_Required work_
Could you copy every line from the material below in which "pushed" appears?
Records section start
PR #1426, opened 2021-09-27
Resolve FileSystems.newFileSystem overload ambiguity on Java 13+

DavidBakerEffendi:
The compiler complains about `FileSystems.newFileSystem` overload ambiguity associated with extra `newFileSystem` overloaded methods.  [Java 11 `newFileSystem`](https://docs.oracle.com/en/java/javase/11/docs/api/java.base/java/nio/file/FileSystems.html) has 3 overloaded methods whereas [Java 13+ `newFileSystem`](https://docs.oracle.com/en/java/javase/13/docs/api/java.base/java/nio/file/FileSystems.html) has 6.

The kind of exception thrown on the `ScriptManagerTest` also varies and was adjusted.

This PR aims to resolve that by giving a type to the `null` argument.

### DIFF
--- a/codepropertygraph/src/main/scala/io/shiftleft/codepropertygraph/cpgloading/ZipArchive.scala
+++ b/codepropertygraph/src/main/scala/io/shiftleft/codepropertygraph/cpgloading/ZipArchive.scala
@@ -8,7 +8,8 @@ import scala.collection.mutable.ArrayBuffer
 import scala.jdk.CollectionConverters._
 
 class ZipArchive(inputFile: String) extends Closeable {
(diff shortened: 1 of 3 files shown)


mpollmeier (approved):
thanks, I also tested on jdk16 and 17
one test is red on those though: https://github.com/ShiftLeftSecurity/codepropertygraph/blob/master/codepropertygraph/src/test/scala/io/shiftleft/codepropertygraph/cpgloading/CpgLoaderTests.scala#L41 needs the same jvm version switch as you added for `ScriptManagerTest`

To simplify matters, I'd suggest to change both places to simply `intercept[Exception]` or similar.

PR #1438, opened 2021-10-05
Introduce ASTs for arguments of macro expansions

fabsx00:
In this PR, we make use of overflowdb's new node copying mechanism to create copies of ASTs for the arguments of macro expansions. For example, consider the following expansion:

```
#define MY_MACRO(x) (x) = 1

MY_MACRO(*foo);
```

For this expansion, we now create a call to `MY_MACRO` with one argument that is an AST consisting of a call to `Operator.Indirection` with the argument `foo`.


johannescoetzee (approved):

fabsx00:
The `METHOD` nodes are still missing and require a follow-up PR which I am working on right now.

PR #1476, opened 2021-10-21
Remove `MemberAccessLinker`

fabsx00:
The `MemberAccessLinker` creates REF edges from calls to members, and these edges seem to not be used in the OSS world. I am therefore moving the `MemberAccessLinker` into codescience and removing invocations from `Scpg`.


mal-tee:
Hi, where can I find `codescience`? I am trying to upgrade a project from "1.3.122" and have to fix some imports, e.g. moved passes.

fabsx00:
@mal-tee that's a commercial repo, but what this means is that the `MemberAccessLinker` is no longer required in Joern.

mal-tee:
Thank you for the info. Pinging @simkoc

PR #1502, opened 2021-11-03
Removed depedency to small library.

ml86:
Remove dependency to a not very popular library and used scala standard
library classes instead.

Also updated scalatest and json4s dependency versions.

### DIFF
--- a/project/Versions.scala
+++ b/project/Versions.scala
@@ -1,7 +1,7 @@
 /* reads version declarations from /build.sbt so that we can declare them in one place */
 object Versions {
   val overflowdb = parseVersion("overflowdbVersion")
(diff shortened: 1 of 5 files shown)


bbrehm (approved):

mpollmeier:
collection-contrib is used in codescience, and upgrading cpg leads to a few compilation issues due to that. 
Can you please do that upgrade and decide if we want to remove the usage of MultiDict etc. in codescience as well, or alternatively add it back as a dependency to e.g. semanticcpg-ext?

ml86:
Yep. For now i will just add it as a dependency there which is how it should have been in the first place.

PR #1504, opened 2021-11-04
Write INFO and lower logs to file instead of console when running tests

johannescoetzee:
The CPG logs are currently written to the console when running tests, which is quite noisy and makes it difficult to identify test failures from `sbt test` output. With this change, only `ERROR` level logs are output to the console, while the rest of the logs are written to a file instead.

Another option I considered was dropping these logs to `DEBUG` and only printing `INFO` or higher logs. This is a perfectly fine option too, although having these logs available is nice as a cheap means of profiling.

### DIFF
--- a/resources/log4j2-test.xml
+++ b/resources/log4j2-test.xml
@@ -4,6 +4,9 @@
         <Console name="Console" target="SYSTEM_OUT">
             <PatternLayout pattern="[%-5p] %m%n" />
         </Console>
+        <File name="FileAppender" fileName="${sys:user.dir}/logs/cpg.log">
+            <PatternLayout pattern="[%-5p] %m%n" />
+        </File>
     </Appenders>
     <Loggers>
         <Logger name="org.reflections8.Reflections" level="error"/>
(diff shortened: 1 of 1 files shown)


fabsx00 (approved):

resources/log4j2-test.xml
```diff
@@ -4,6 +4,9 @@
         <Console name="Console" target="SYSTEM_OUT">
             <PatternLayout pattern="[%-5p] %m%n" />
         </Console>
+        <File name="FileAppender" fileName="${sys:user.dir}/logs/cpg.log">
```
mpollmeier, line 7: does that write it to the current working directory, or the user's home dir?

johannescoetzee: It writes to the current working directory. In an ideal case, I would've chosen the cpg/joern/ocular root directory as the target, but I'm not sure how that could be done. It may be possible if you create the appender in code instead of in the config file, but that feels a bit ugly.

johannescoetzee: I think writing to the current working directory is fine when running tests (since those would most likely be run from the project directory in any case), but wouldn't work for general Joern/Ocular logs, for example, since those could be run from anywhere.

mpollmeier: CWD is great, let's keep it simple :)

PR #1505, opened 2021-11-04
Update scala version and scalameta dependency version.

ml86:


mpollmeier (commented):
Hmm, it might be a good idea to wait for 2.13.8 which shouldn't be long...
https://twitter.com/RomanowskiKr/status/1455477298107453447

Also note the comment in build.sbt:10 about issues with ammonite. 
This doesn't apply to this repo any more though, because console moved to joern. 
So we can drop that comment here.

ml86:
Yes, in that case we should wait.

mpollmeier:
apparently this is fixed now in the latest bloop release, so we can go ahead with this
https://twitter.com/RomanowskiKr/status/1455624973121466372

mpollmeier (approved):

PR #1506, opened 2021-11-04
Remove preprocessor for fuzzyc

fabsx00:
Removing the preprocessor experiment we did for fuzzyc as it is barely used, complicates matters dramatically and we now have the newc frontend, which does all of this seamlessly.


mpollmeier (approved):
🎉

PR #1510, opened 2021-11-05
Cleanup node starter steps

fabsx00:
* Remove starter steps that have been deprecated for over a year
* Sort steps by name
* Be consistent about using `name` as opposed to `fullName` in starter steps that accept a name

This may require downstream adaptions. Checking.

PR #1511, opened 2021-11-08
Add control structure type `throw`

johannescoetzee:
The current approach for handling throws is to represent them as a call to a throw operator. The behaviour of a `throw statement is closer to a control structure (specifically `break` and `continue`), however, so it makes more sense to represent this as a CS instead of a call.

### DIFF
--- a/semanticcpg/src/main/scala/io/shiftleft/semanticcpg/language/NodeTypeStarters.scala
+++ b/semanticcpg/src/main/scala/io/shiftleft/semanticcpg/language/NodeTypeStarters.scala
@@ -75,6 +75,10 @@ class NodeTypeStarters(cpg: Cpg) {
   def continue: Traversal[ControlStructure] =
     controlStructure.isContinue
 
+  @Doc("All throws (`ControlStructure` nodes)")
+  def throws: Traversal[ControlStructure] =
+    controlStructure.isThrow
+
   /**
     Traverse to all source files
     */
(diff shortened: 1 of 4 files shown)


semanticcpg/src/main/scala/io/shiftleft/semanticcpg/language/NodeTypeStarters.scala
```diff
@@ -75,6 +75,10 @@ class NodeTypeStarters(cpg: Cpg) {
   def continue: Traversal[ControlStructure] =
     controlStructure.isContinue
 
+  @Doc("All throws (`ControlStructure` nodes)")
+  def throws: Traversal[ControlStructure] =
```
johannescoetzee, line 79: It would've been better to name this `throw` for consistency with other starters, but this doesn't work since `throw` is a reserved word.

johannescoetzee:
This conflicts with https://github.com/ShiftLeftSecurity/codepropertygraph/pull/1510 (which should rather be merged first)

semanticcpg/src/main/scala/io/shiftleft/semanticcpg/language/NodeTypeStarters.scala
mpollmeier: makes sense. you could add an escaped alias which, but that's not everyones favorite, understandably
```
def `throw`: Traversa[ControlStructure] = throws
```

mpollmeier (approved):

fabsx00 (approved):

PR #31, opened 2016-05-05
Install-Package to actually return a string. As per its own documentation

nicolasvan:
As per https://github.com/red-gate/RedGate.Build/pull/30#issuecomment-217125149

+ a couple of tests just in case...


ChrisLambrou:
All looks good to me. :)

PR #33, opened 2016-06-22
testing testing

nicolasvan:
testing notifications


nicolasvan:
Hmm teamcity user DOES need write access to the repo.
As per https://developer.github.com/v3/repos/statuses/#create-a-status

> Users with push access can create commit statuses for a given ref

PR #35, opened 2016-07-06
The console exe moved packages for 3.0.0.0+

GrahamTheCoder:
See http://buildserver.red-gate.com/viewLog.html?buildId=7483806&tab=buildResultsDiv&buildTypeId=SQLClone_Build

Anyone else please feel free to pick this up. It's still failing with 

```
Invalid argument: /nologo
Invalid argument: /nodots
Invalid argument: /noshadow
The value '/out:C:\Repos\GitHub\sqlclone\RedGate.SqlClone.DataAccess.IntegrationTests\bin\Release\RedGate.SqlClone.DataAccess.IntegrationTests.dll.TestResult.TestOutput.txt' is not valid for option '--labels'.
```

I don't have time to fix it just now, but I was testing it out on SqlClone https://github.com/red-gate/SqlClone/compare/add-coverage?expand=1

### DIFF
--- a/Private/NUnit.ps1
+++ b/Private/NUnit.ps1
@@ -45,11 +45,19 @@ function Get-NUnitConsoleExePath {
         #By default, use nunit-console.exe
         [switch] $x86
     )
-
-    $nunitExec = 'nunit-console.exe'
+	
+	$nunitBase = 'nunit'
+	if (!$NUnitVersion.StartsWith("2.")) {
+		# Version 3 puts the major version in front, let's assume that's a trend
+		$nunitBase += $NUnitVersion.Split(".")[0]
+	}
+	
+	$nunitConsole = '-console'
     if($x86.IsPresent) {
-        $nunitExec = 'nunit-console-x86.exe'
-    }
+        $nunitConsole += '-x86'
+    }	
+	
+    $nunitExec = $nunitBase + $nunitConsole + '.exe'
 
     Write-Verbose "Using NUnit version $NUnitVersion"
     $NUnitFolder = Install-NUnitPackage $NUnitVersion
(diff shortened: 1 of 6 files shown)


nyctef:
It looks like everything changes for NUnit 3 - `Build-NUnitCommandLineArguments` changes (because of the `Invalid argument /nologo ...` stuff), `Get-NUnitConsoleExePath` changes (because it now has a version number) and `Install-NUnitPackage` changes (because it's a different package)

I think it would probably end up just being simpler to have `NUnit3` versions of all the cmdlets instead of adding `if`s everywhere.

GrahamTheCoder:
Yep this branch probably needs killing, `if`s everywhere is not what we want, I was just following the trail of error messages.

nyctef:
Out of curiosity, how are you finding NUnit 3? Is it significantly better than NUnit 2 that we should look at switching?

GrahamTheCoder:
I'm not aware of anything we currently gain from using it. Our default position is to use the latest major version of everything. In that vein we'll possibly switch to .NET Core which I think would require [NUnit 3](http://www.alteridem.net/2016/06/18/nunit-3-testing-net-core-rc2/)

If it's lots of faff I can live with downgrading it for now.

nicolasvan:
Damn, just seeing the comment now after I touched everything...
It is pretty ugly, but there are some tests now....

what do you guys think?

nicolasvan:
hmm the way we can select tests to execute is also completely different. (there does not seem to be any support for exluding/including categories)
`--exclude`, `--include` are not valid parameters. Instead we should probably use `--where EXPRESSION`

I guess we might need a brand new `Invoke-NUnit3ForAssembly` function and clean everything up?

GrahamTheCoder:
+ 10 cool points for the tests. Yeah sounds like it's worth a new top-level commandlet with all those cahnges - I'll close this as it seems like you're already underway. Thanks!

PR #36, opened 2016-07-07
Invoke nunit3forassembly

nicolasvan:
Alternative PR to #35 

Since the command line parameters for NUnit v3 are quite different from v2.

### DIFF
--- a/Private/NUnit/3/Get-NUnit3ConsoleExePath.ps1
+++ b/Private/NUnit/3/Get-NUnit3ConsoleExePath.ps1
@@ -4,9 +4,13 @@ function Get-NUnit3ConsoleExePath {
         # The version of the nuget package containing the NUnit executables (NUnit.Console)
         [string] $NUnitVersion
     )
-    
+
+    if(!$NunitVersion.StartsWith('3.')) {
+        throw "Unexpected NUnit version '$NUnitVersion'. This function only supports Nunit v3"
+    }
+
     Write-Verbose "Using NUnit version $NUnitVersion"
     $NUnitFolder = Install-NUnitPackage $NUnitVersion
 
-    "$NUnitFolder\tools\nunit3.console.exe" | Resolve-Path
+    "$NUnitFolder\tools\nunit3-console.exe" | Resolve-Path
 }
--- a/Private/NUnit/3/Get-NUnit3ConsoleExePath.ps1
+++ b/Private/NUnit/3/Get-NUnit3ConsoleExePath.ps1
@@ -1,0 +1,12 @@
+function Get-NUnit3ConsoleExePath {
+    [CmdletBinding()]
+    param(
+        # The version of the nuget package containing the NUnit executables (NUnit.Console)
+        [string] $NUnitVersion
+    )
+    
+    Write-Verbose "Using NUnit version $NUnitVersion"
+    $NUnitFolder = Install-NUnitPackage $NUnitVersion
+
+    "$NUnitFolder\tools\nunit3.console.exe" | Resolve-Path
+}
--- a/Private/NUnit/3/Get-NUnit3ConsoleExePath.ps1
+++ b/Private/NUnit/3/Get-NUnit3ConsoleExePath.ps1
@@ -12,5 +12,11 @@ function Get-NUnit3ConsoleExePath {
     Write-Verbose "Using NUnit version $NUnitVersion"
     $NUnitFolder = Install-NUnitPackage $NUnitVersion
 
-    "$NUnitFolder\tools\nunit3-console.exe" | Resolve-Path
+    $nunit3ActualPackageName = "NUnit.ConsoleRunner"
+    if ($NUnitVersion.StartsWith("3.0") -or $NUnitVersion.StartsWith("3.1")) {
+      $nunit3ActualPackageName = "NUnit.Console"
+    }
+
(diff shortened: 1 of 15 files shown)


nicolasvan:
@GrahamTheCoder, @nyctef, are you guys keen to review this? I think it's getting there...

`Invoke-NUnit3ForAssembly` which uses `Build-NUnit3CommandLineArguments` and `Get-NUnit3ConsoleExePath`.

trading some code duplication vs better clarity :smile:

Private/NUnit/3/Get-NUnit3ConsoleExePath.ps1
```diff
@@ -0,0 +1,16 @@
...
+    )
+
+    if(!$NunitVersion.StartsWith('3.')) {
+        throw "Unexpected NUnit version '$NUnitVersion'. This function only supports Nunit v3"
+    }
+
+    Write-Verbose "Using NUnit version $NUnitVersion"
+    $NUnitFolder = Install-NUnitPackage $NUnitVersion
+
+    "$NUnitFolder\tools\nunit3-console.exe" | Resolve-Path
```
GrahamTheCoder: Is there an x86 version?

GrahamTheCoder: Ah, nvm, found it's now passed as a parameter :)

GrahamTheCoder:
I've done a quick skim of the file changes and it seems like what I was expecting - I'll give it a manual test on a branch of SqlClone and report back

GrahamTheCoder:
Yeah the test running seemed to work well on [this build](http://buildserver.red-gate.com/viewLog.html?buildId=7485902&buildTypeId=SQLClone_Build&tab=buildResultsDiv). It failed trying to merge the coverage reports but I think that's just because it accidentally recurses into node modules which is why we have this method in our build script:
https://github.com/red-gate/SqlClone/blob/master/.build/build.ps1#L19

nicolasvan:
Sweet :smile: 
yeah I've been very cheeky about that one.
Committed today : https://github.com/red-gate/RedGate.Build/commit/e878c084ce00341f0ae3d84fe48b0a4a6bcbf0ab

_basically ignore it_... :worried:

GrahamTheCoder:
I rebased onto master.

Now I've done that I've noticed that the test results aren't being imported - though I might have set up something wrong in our build script:
https://github.com/red-gate/SqlClone/pull/91
http://buildserver.red-gate.com/viewLog.html?buildId=7486913&buildTypeId=SQLClone_Build
The only tests shown there are the ones run by pester, not by NUnit

nicolasvan:
I did remove the manual import of the test results to Teamcity since NUnit 3 has a `--teamcity` parameter... Maybe this does not work as I expected? How about when trying with the latest version of NUnit? (3.4+ I believe...)

Get Outlook for Android<https://aka.ms/ghei36>



On Thu, Jul 7, 2016 at 5:51 PM +0100, "GrahamTheCoder" <notifications@github.com<mailto:notifications@github.com>> wrote:


I rebased onto master.

Now I've done that I've noticed that the test results aren't being imported - though I might have set up something wrong in our build script:
red-gate/SqlClone#91<https://github.com/red-gate/SqlClone/pull/91>
http://buildserver.red-gate.com/viewLog.html?buildId=7486913&buildTypeId=SQLClone_Build
The only tests shown there are the ones run by pester, not by NUnit

-

GrahamTheCoder:
Ok trying that here: http://buildserver.red-gate.com/viewLog.html?buildId=7487182&tab=buildResultsDiv&buildTypeId=SQLClone_Build

GrahamTheCoder:
Hmmm teamcity importing still doesn't seem to be working http://buildserver.red-gate.com/viewLog.html?buildId=7487251&buildTypeId=SQLClone_Build&tab=buildLog

nicolasvan:
:disappointed: 

Maybe let's just revert this commit https://github.com/red-gate/RedGate.Build/commit/698d336b7dd797663b8b638b4efc9043bf735f42 
(don't use `--teamcity` and import the test results from xml instead)

We can always revisit this later once we learn a little bit more how NUnit 3 actually work?

GrahamTheCoder:
Yeah, probably makes sense

GrahamTheCoder:
Hmm, no luck even with that reverted
http://buildserver.red-gate.com/viewLog.html?buildId=7487506&buildTypeId=SQLClone_Build&tab=buildLog

nicolasvan:
I pushed another change, completely untested !
I suspect that TC does not support parsing the XML result file outputted by nunit3.

so let's try to output them in the nunit 2 format?
based on that: https://groups.google.com/forum/#!topic/nunit-discuss/x7BhICiYQE0

GrahamTheCoder:
The version we have did have [some level](https://blog.jetbrains.com/teamcity/2016/01/teamcity-9-1-6-is-out-now/) of NUnit3 support, but yeah worth a try

nicolasvan:
So in the end, what it took to get this to work with Teamcity was to install the `NUnit.Runners` package (https://www.nuget.org/packages/NUnit.Runners/). It brings down `NUnit.ConsoleRunner` as well as `NUnit.Extension.TeamCityEventListener` which is the extensions that is needed for Teamcity integration :sweat_smile: 

I think this should be OK to merge and you guys can start using this :smile:

PR #39, opened 2016-08-11
Add Expand-ZipArchive cmdlet

alastairs:
Expose under the alias Unzip-Files to mirror the Zip-Files alias.


nicolasvan:
Looks fine to me :). I pushed a change so that we don't use try catch.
Records section end
_Result of the exercise_
I pushed another change, completely untested !
Looks fine to me :). I pushed a change so that we don't use try catch.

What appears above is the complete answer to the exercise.